>>>>

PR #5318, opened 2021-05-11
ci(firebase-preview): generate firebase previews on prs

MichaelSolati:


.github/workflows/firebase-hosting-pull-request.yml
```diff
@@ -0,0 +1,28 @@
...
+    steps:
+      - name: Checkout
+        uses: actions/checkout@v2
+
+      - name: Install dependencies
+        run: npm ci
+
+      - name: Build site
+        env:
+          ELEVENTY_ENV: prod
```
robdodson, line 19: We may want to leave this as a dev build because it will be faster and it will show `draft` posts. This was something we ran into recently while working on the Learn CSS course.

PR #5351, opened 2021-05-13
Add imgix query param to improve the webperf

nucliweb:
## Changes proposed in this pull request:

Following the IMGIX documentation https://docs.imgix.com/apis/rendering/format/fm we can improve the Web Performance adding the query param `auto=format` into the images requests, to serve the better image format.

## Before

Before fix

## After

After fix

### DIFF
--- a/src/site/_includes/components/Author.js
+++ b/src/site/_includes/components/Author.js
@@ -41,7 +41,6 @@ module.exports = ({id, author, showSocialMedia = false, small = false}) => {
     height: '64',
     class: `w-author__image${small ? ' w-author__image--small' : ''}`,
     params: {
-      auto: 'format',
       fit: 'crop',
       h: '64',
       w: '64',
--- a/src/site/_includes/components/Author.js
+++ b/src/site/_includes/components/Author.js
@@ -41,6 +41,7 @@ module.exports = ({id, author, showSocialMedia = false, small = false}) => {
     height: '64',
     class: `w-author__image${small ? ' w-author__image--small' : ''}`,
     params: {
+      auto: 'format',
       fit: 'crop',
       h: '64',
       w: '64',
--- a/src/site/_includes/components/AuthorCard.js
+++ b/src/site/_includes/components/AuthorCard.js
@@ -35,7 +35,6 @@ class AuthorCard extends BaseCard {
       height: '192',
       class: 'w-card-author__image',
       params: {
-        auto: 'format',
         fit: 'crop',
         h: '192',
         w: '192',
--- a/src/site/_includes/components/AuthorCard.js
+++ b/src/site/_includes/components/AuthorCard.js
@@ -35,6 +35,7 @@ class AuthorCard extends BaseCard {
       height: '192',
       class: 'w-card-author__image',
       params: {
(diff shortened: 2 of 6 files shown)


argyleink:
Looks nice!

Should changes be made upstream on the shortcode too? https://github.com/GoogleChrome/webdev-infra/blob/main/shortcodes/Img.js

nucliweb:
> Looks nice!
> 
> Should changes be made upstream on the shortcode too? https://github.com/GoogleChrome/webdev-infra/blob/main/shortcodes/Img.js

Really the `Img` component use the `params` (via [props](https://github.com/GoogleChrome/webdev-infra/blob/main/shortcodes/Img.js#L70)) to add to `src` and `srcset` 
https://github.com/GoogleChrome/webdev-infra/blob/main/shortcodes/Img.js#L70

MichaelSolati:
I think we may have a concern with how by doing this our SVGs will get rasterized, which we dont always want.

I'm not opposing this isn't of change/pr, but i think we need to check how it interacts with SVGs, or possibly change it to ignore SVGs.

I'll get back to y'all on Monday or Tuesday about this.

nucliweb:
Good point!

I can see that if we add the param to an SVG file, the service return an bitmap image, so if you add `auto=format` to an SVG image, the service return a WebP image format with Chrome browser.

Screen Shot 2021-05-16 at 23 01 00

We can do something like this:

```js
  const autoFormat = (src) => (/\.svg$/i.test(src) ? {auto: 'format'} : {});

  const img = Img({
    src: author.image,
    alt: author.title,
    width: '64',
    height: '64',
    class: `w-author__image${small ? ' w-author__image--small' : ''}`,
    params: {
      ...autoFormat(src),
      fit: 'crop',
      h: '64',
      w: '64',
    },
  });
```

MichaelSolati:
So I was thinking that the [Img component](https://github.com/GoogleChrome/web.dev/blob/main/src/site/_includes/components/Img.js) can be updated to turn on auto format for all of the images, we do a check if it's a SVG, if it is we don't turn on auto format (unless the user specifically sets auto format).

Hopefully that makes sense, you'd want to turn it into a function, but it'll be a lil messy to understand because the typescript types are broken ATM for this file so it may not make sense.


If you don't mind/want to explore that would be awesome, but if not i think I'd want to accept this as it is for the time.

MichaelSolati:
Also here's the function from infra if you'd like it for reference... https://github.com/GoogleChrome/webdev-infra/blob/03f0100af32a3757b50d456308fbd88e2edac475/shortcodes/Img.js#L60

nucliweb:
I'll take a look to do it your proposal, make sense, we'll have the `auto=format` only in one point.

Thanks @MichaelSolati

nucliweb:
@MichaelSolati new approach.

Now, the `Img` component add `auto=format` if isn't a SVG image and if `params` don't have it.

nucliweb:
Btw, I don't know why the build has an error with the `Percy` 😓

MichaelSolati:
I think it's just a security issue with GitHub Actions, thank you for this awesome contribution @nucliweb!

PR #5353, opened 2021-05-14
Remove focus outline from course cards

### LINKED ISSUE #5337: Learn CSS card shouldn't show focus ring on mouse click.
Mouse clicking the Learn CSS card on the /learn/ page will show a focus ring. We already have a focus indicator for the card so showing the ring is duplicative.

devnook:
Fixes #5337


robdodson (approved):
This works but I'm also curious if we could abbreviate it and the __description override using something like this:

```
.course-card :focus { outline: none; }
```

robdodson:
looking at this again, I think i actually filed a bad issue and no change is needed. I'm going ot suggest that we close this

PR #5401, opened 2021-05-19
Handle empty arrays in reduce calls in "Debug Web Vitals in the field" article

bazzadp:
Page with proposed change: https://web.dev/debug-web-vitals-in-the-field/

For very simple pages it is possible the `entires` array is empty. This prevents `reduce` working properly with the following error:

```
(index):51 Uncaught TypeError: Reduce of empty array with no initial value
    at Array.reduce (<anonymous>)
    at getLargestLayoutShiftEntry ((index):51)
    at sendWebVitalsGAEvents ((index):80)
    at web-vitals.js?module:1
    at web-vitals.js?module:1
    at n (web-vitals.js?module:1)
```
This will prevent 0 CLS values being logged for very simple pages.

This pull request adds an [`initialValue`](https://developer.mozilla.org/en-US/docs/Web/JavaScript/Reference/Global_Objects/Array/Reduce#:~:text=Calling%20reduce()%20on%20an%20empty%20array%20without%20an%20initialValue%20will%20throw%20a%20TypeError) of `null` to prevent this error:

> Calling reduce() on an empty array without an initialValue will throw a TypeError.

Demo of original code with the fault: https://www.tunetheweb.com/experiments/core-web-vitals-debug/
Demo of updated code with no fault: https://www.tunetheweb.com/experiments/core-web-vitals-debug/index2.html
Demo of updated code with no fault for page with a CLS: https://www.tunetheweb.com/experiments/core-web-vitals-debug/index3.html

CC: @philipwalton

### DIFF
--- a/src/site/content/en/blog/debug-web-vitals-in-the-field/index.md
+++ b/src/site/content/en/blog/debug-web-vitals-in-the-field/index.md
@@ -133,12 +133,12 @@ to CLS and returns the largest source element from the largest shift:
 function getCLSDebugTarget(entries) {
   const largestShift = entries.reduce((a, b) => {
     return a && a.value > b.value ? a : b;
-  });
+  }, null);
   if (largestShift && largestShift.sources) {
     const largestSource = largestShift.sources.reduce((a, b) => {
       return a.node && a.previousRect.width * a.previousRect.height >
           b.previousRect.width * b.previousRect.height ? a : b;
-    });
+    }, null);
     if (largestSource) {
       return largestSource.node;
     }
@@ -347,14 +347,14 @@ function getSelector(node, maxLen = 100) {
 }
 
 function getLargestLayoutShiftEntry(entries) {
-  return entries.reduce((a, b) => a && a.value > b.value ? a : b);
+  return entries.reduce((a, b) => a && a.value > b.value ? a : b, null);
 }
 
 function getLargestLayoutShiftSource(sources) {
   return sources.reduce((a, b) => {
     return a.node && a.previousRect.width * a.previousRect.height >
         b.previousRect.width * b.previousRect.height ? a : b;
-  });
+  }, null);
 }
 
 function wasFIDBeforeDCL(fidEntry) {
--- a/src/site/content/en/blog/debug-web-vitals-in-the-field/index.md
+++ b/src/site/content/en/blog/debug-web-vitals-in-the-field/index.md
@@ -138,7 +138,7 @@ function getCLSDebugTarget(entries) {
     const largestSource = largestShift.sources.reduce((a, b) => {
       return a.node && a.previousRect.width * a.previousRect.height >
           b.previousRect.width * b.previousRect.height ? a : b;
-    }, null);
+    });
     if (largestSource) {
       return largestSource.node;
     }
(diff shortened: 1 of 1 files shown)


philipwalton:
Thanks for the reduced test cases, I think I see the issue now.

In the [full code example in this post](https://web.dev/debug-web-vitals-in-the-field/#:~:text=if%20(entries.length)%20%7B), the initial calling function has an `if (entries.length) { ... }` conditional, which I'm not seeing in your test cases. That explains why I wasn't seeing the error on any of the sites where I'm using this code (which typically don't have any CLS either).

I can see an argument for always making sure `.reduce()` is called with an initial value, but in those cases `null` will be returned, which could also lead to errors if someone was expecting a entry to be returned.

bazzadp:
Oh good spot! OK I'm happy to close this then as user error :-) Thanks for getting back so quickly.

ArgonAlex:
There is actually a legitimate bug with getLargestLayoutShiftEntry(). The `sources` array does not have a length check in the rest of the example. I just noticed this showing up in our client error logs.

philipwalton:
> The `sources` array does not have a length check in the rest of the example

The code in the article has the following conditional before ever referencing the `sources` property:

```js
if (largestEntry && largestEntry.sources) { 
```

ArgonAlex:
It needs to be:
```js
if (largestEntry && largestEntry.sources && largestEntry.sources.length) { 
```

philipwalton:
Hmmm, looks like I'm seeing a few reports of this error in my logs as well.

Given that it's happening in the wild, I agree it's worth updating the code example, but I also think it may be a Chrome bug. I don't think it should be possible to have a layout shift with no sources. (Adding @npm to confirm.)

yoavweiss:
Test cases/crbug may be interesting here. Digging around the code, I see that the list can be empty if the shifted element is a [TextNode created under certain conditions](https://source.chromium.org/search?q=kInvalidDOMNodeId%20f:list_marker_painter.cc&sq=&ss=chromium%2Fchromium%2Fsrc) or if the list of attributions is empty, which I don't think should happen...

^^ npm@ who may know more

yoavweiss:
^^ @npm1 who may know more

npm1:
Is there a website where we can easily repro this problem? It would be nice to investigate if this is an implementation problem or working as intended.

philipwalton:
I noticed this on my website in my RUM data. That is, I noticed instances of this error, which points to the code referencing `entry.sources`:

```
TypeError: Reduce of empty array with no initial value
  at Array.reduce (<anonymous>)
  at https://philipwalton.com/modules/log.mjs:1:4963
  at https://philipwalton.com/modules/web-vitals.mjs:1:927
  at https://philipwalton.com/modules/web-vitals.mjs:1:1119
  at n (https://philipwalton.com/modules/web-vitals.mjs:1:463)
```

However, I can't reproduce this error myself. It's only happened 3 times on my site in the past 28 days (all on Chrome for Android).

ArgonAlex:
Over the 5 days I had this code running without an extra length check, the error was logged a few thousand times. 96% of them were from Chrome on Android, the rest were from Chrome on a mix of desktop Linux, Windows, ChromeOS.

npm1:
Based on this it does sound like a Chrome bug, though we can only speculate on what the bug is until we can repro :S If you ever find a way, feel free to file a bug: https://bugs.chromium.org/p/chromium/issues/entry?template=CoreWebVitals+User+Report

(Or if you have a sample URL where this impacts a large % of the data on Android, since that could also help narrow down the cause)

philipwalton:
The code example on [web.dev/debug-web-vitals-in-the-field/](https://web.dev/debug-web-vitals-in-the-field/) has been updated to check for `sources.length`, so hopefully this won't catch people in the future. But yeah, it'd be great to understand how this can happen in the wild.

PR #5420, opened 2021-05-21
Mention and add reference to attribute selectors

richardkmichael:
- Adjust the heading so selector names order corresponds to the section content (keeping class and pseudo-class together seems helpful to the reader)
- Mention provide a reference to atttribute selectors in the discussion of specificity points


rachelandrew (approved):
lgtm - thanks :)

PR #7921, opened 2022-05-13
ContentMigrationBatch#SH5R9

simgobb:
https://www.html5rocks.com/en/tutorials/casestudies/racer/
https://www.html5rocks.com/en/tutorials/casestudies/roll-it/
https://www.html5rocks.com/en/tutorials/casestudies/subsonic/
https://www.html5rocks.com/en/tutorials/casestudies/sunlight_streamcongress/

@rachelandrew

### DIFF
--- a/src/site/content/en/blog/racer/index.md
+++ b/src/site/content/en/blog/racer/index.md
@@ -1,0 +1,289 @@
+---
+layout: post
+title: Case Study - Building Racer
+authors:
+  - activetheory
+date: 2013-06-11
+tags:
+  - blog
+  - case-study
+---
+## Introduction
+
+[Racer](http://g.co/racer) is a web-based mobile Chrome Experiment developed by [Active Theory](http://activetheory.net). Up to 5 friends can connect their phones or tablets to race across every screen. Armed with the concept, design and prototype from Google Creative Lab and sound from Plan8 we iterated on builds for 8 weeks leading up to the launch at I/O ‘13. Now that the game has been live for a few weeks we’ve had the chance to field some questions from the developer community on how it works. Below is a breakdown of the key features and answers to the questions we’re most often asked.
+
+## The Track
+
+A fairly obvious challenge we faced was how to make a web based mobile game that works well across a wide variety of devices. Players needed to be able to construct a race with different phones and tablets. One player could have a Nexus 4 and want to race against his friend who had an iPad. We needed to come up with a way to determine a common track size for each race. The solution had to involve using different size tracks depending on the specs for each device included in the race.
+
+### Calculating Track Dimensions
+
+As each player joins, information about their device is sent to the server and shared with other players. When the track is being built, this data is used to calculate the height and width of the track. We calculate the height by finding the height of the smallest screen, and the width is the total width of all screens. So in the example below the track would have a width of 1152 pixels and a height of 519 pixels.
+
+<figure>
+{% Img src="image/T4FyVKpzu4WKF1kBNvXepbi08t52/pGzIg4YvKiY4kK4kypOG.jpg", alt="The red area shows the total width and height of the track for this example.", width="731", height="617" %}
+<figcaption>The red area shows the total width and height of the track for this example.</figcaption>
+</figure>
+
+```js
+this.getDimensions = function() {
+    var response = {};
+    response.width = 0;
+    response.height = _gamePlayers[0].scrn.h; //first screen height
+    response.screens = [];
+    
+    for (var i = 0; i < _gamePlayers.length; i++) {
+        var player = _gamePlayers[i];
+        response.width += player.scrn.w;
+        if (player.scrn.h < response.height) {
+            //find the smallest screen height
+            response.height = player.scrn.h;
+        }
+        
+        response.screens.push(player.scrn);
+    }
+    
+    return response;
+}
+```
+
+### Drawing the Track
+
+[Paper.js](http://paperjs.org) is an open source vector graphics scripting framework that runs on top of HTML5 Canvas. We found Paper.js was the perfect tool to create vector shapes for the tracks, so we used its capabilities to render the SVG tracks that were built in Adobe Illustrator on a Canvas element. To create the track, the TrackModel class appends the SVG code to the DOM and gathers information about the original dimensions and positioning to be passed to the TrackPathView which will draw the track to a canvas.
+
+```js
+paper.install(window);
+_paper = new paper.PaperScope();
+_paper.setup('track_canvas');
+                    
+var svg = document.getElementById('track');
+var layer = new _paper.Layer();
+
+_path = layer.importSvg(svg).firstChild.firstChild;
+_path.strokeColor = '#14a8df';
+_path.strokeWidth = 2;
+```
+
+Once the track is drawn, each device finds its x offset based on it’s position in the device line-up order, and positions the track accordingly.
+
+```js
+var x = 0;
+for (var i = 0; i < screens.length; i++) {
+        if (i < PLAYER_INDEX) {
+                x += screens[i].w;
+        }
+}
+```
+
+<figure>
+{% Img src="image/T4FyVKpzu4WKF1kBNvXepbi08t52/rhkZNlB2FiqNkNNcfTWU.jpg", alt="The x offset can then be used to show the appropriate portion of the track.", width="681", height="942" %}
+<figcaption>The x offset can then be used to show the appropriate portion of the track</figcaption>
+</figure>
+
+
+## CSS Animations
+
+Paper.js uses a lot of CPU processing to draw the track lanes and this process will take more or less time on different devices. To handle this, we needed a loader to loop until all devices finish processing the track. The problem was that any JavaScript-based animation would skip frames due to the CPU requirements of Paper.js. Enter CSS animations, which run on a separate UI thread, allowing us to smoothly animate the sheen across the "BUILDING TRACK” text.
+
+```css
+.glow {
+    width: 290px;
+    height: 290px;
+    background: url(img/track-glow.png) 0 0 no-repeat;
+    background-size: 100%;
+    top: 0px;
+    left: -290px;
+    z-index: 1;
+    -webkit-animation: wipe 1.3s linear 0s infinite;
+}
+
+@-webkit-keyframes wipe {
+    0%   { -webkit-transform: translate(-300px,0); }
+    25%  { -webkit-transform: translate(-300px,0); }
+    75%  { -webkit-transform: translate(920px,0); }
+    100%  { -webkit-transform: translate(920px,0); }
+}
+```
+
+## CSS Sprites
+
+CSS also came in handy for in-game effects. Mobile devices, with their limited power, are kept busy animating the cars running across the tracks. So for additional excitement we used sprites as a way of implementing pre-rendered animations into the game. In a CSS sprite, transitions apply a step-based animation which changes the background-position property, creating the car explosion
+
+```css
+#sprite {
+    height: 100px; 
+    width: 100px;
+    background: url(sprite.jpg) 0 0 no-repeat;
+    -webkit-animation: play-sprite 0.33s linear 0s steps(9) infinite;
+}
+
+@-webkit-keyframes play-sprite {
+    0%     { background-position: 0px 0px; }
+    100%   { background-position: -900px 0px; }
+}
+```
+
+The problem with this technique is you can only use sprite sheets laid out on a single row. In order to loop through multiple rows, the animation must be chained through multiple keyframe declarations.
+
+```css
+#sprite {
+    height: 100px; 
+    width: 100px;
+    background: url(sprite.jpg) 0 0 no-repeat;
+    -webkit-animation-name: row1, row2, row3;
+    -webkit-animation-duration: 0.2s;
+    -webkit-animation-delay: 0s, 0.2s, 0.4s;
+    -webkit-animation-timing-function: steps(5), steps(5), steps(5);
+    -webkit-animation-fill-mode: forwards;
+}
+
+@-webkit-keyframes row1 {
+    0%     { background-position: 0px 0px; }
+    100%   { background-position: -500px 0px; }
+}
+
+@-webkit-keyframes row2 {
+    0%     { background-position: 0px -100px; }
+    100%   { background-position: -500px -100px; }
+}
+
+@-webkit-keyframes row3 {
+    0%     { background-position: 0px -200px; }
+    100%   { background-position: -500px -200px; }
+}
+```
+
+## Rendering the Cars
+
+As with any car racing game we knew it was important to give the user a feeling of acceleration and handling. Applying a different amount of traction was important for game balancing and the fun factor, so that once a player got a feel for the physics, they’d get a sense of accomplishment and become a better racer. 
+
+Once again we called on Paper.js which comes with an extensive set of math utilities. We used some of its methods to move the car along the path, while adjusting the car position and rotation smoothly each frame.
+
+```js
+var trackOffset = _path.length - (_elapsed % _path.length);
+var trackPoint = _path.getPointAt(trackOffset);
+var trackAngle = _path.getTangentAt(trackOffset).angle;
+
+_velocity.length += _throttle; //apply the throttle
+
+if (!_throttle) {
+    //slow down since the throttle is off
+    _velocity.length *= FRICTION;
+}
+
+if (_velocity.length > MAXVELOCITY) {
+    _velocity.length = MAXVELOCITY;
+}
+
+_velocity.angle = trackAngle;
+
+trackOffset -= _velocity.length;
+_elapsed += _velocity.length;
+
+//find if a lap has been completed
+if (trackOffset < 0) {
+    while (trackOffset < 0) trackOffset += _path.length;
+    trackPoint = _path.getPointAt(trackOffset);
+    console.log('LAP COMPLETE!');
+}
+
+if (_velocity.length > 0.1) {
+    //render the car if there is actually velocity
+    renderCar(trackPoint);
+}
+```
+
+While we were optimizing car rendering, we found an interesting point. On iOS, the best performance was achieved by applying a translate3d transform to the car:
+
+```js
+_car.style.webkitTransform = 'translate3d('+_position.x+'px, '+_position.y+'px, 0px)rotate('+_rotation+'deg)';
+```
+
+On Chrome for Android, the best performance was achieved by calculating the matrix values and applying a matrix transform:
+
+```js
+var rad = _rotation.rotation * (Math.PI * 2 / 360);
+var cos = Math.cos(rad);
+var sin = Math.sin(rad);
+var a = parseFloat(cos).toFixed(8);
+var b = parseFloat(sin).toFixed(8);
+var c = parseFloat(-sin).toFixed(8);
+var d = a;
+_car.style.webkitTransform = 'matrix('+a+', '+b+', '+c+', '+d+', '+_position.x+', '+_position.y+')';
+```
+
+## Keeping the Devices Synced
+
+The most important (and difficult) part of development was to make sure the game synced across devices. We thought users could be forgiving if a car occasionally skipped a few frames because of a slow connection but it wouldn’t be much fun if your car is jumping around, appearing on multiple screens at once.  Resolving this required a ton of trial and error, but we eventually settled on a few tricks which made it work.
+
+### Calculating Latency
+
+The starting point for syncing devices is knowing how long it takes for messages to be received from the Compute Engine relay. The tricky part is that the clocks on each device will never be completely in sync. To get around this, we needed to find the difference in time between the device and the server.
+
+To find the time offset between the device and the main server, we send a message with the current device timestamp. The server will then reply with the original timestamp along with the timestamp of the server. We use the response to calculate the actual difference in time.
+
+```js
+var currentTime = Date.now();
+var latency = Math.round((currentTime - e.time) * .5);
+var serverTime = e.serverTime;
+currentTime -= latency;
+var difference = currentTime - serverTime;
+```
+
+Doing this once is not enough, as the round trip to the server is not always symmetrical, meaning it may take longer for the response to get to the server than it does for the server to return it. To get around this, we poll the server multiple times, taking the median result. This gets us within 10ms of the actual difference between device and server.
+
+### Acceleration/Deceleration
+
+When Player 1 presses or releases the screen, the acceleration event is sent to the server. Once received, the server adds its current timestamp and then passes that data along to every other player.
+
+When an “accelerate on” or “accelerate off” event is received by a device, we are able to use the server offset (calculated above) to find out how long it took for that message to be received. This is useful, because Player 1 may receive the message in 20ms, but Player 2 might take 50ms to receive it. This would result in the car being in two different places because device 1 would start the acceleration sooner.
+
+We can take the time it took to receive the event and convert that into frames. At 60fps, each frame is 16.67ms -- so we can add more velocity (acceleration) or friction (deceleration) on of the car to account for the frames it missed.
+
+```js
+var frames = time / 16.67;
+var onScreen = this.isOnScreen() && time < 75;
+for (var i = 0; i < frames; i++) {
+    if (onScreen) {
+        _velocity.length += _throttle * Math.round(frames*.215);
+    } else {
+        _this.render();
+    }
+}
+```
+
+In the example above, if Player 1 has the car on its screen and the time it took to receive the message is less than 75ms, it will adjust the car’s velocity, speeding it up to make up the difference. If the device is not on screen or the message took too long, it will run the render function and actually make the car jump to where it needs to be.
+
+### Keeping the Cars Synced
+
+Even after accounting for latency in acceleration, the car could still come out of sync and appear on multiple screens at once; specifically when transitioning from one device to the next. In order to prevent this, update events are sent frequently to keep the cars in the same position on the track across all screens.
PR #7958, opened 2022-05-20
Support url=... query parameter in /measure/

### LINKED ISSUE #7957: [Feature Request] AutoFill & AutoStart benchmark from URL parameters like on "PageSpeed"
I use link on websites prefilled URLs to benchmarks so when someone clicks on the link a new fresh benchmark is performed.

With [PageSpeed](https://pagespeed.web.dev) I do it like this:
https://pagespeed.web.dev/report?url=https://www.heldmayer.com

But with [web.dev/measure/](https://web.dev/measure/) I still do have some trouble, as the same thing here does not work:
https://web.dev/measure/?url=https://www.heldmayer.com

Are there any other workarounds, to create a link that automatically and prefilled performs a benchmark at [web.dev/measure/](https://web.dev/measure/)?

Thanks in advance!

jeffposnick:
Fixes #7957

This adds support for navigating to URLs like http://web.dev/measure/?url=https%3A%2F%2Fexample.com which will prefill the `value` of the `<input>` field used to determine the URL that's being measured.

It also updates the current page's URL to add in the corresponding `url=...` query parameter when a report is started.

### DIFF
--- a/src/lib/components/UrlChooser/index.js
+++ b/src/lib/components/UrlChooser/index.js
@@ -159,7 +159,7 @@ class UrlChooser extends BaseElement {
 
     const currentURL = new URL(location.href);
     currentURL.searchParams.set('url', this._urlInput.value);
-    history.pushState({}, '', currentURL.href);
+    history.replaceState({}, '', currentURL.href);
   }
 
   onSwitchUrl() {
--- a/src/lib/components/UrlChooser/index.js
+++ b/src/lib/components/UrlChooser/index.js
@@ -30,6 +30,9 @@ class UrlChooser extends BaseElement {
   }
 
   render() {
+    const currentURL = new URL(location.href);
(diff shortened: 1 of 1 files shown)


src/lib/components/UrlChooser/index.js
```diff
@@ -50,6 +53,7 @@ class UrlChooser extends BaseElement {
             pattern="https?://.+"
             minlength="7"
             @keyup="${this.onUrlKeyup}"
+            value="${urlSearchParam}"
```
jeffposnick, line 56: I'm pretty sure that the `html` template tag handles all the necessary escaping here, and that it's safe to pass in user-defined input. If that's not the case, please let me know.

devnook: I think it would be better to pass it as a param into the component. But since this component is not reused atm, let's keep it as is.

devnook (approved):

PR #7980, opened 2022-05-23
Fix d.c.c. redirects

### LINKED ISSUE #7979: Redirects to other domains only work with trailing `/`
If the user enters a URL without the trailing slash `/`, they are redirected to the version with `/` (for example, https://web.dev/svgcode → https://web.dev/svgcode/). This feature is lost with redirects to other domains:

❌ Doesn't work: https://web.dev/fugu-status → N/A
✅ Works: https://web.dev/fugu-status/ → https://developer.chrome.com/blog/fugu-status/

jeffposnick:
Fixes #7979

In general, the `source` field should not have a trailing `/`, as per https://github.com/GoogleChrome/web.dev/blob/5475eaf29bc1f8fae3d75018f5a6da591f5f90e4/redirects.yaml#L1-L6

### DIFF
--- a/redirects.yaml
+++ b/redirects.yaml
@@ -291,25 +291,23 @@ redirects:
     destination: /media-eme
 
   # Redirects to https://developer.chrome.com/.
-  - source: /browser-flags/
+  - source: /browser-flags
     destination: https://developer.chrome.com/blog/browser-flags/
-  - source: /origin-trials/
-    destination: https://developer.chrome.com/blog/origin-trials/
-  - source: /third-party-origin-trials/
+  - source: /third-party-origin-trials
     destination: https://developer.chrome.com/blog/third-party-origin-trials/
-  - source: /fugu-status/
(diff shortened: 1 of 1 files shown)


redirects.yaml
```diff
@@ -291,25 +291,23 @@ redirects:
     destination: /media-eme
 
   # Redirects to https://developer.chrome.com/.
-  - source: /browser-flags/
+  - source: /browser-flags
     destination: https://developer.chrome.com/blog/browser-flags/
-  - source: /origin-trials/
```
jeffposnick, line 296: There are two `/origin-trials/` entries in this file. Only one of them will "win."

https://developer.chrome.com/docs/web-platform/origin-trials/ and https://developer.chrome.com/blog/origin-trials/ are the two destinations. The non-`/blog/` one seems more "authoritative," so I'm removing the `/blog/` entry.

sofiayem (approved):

<<<<

## Exercise prompt
Give the count of lines in the entries above that hold the word "showSocialMedia", with no other words.

## Written response
2